All that is wanted is a word-for-word copy of the line with "-104,7 +103,7 @@" and every line after it in the data below.

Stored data
────────────────────────────────────────
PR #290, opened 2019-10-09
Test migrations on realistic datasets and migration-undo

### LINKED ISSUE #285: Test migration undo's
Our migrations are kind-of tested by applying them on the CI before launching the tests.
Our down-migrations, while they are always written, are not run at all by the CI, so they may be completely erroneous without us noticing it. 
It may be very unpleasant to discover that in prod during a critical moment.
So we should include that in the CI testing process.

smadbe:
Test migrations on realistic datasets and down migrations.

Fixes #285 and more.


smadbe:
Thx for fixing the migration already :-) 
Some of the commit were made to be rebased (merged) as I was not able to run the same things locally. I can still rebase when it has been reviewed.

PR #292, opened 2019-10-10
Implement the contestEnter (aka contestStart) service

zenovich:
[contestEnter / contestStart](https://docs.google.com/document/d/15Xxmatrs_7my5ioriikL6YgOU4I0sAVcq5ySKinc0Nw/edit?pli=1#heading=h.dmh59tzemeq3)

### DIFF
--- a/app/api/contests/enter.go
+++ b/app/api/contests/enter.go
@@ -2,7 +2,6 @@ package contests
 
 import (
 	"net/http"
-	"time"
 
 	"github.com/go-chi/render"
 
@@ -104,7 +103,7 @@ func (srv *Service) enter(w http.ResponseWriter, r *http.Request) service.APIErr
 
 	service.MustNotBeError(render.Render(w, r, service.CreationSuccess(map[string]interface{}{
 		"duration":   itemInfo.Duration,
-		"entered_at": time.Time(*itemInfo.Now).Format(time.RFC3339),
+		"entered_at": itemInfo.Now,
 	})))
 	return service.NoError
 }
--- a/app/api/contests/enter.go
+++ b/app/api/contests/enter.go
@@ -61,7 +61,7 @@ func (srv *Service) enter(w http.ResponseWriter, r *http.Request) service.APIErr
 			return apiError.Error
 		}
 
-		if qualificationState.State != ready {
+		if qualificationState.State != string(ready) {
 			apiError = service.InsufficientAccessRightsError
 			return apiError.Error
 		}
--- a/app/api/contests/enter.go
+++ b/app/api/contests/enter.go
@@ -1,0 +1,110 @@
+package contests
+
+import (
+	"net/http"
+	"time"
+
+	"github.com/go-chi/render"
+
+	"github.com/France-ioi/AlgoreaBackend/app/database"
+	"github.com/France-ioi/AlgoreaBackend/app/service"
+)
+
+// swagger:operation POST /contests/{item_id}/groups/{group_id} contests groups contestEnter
────────────────────────────────────────
_Result_.
@@ -104,7 +103,7 @@ func (srv *Service) enter(w http.ResponseWriter, r *http.Request) service.APIErr
 
 	service.MustNotBeError(render.Render(w, r, service.CreationSuccess(map[string]interface{}{
 		"duration":   itemInfo.Duration,
-		"entered_at": time.Time(*itemInfo.Now).Format(time.RFC3339),
+		"entered_at": itemInfo.Now,
 	})))
 	return service.NoError
 }
--- a/app/api/contests/enter.go
+++ b/app/api/contests/enter.go
@@ -61,7 +61,7 @@ func (srv *Service) enter(w http.ResponseWriter, r *http.Request) service.APIErr
 			return apiError.Error
 		}
 
-		if qualificationState.State != ready {
+		if qualificationState.State != string(ready) {
 			apiError = service.InsufficientAccessRightsError
 			return apiError.Error
 		}
--- a/app/api/contests/enter.go
+++ b/app/api/contests/enter.go
@@ -1,0 +1,110 @@
+package contests
+
+import (
+	"net/http"
+	"time"
+
+	"github.com/go-chi/render"
+
+	"github.com/France-ioi/AlgoreaBackend/app/database"
+	"github.com/France-ioi/AlgoreaBackend/app/service"
+)
+
+// swagger:operation POST /contests/{item_id}/groups/{group_id} contests groups contestEnter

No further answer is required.